Every sprint should have some capacity reserved for unplanned work—typically 10-20%. If urgent requests consistently exceed this buffer, either your sprint planning isn't accounting for reality or your organization needs better boundaries. Track disruptions to understand the pattern: are they truly urgent, or just poorly planned by other teams?

Should I completely abandon annual planning?

Not entirely—annual planning provides useful strategic direction and resource allocation frameworks. But treat it as a rough map, not a detailed itinerary. Set annual direction and quarterly milestones, but plan actual execution at the sprint level. The goal is strategic clarity without tactical rigidity.

When should I bring in external expertise versus building internal capability?

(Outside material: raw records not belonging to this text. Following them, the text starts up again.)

PR #228, opened 2023-03-02
fix postponed annotation when field is overwritten

mixilchenko:
Thanks to @zhiruiluo #183 covers the main problem described in #168.
However, I want to cover one more case when subclass definition overwrites variable type with specific subtype.

### DIFF
--- a/simple_parsing/annotation_utils/get_field_annotations.py
+++ b/simple_parsing/annotation_utils/get_field_annotations.py
@@ -5,6 +5,7 @@ import types
 import typing
 from contextlib import contextmanager
 from dataclasses import InitVar
+from itertools import dropwhile
 from logging import getLogger as get_logger
 from typing import Any, Dict, Iterator, Optional, get_type_hints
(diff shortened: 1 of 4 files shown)


lebrice:
Hey @mixilchenko , thanks for making this.

I'm having a bit of trouble understanding what case this is fixing. Would you mind adding some docstrings in the test explaining a bit more what the test is checking? It's not thaaat easy to understand the test from just looking at the current code.

lebrice (changes requested):
Hey @mixilchenko , thanks for making this.

I'm having a bit of trouble understanding what case this is fixing. Would you mind adding some docstrings in the test explaining a bit more what the test is checking? It's not thaaat easy to understand the test from just looking at the current code.

mixilchenko:
I tried to improve naming and added some docstrings to highlight the difference between these two tests

lebrice (approved):
Thanks @mixilchenko !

For capabilities you'll need consistently, build internally. For specialized needs that appear periodically (technical SEO audit, paid media optimization, brand refresh), on-demand expertise usually delivers better ROI. The traditional freelance platform approach has a 70% project failure rate—if you're going external, use platforms with proper vetting and matching systems.

How do I maintain sprint discipline when everything feels urgent?

Urgency is often a function of poor planning, not genuine emergency. Build sprint reviews into your calendar before the quarter starts. Treat them as immovable commitments. When "urgent" requests arrive, ask: "Is this more important than what we committed to in the sprint?" Sometimes the answer is yes—that's why you build pivot points. Usually the answer is no—that's why you need the discipline to hold the line.


Additional Resources

Execution-First Marketing Fundamentals

Planning and Strategy Frameworks

Content and Campaign Execution

Team Building and Talent

Marketing Plays for Sprint Execution

Last updated: December 2025

TL;DR

📊 The Problem: 67% of marketing strategies fail due to poor execution, not poor planning. Annual plans are obsolete before Q1 ends.

🎯 Month 1 (Foundation): Brutal audit of 2025, define real constraints, develop testable hypotheses, capture quick wins.

Month 2 (Execution): 50-30-20 allocation (protect base, double winners, experiment ruthlessly), weekly sprint cycles, AI-accelerated execution.

📈 Month 3 (Optimization): Mid-flight analysis, decisive scaling/cutting, Q2 setup.

🔧 Key Rituals: Daily standups (15 min), weekly reviews, monthly retrospectives.

🚀 Execution Stack: Marketing-trained AI (like Averi) for velocity + on-demand experts for specialized capability gaps.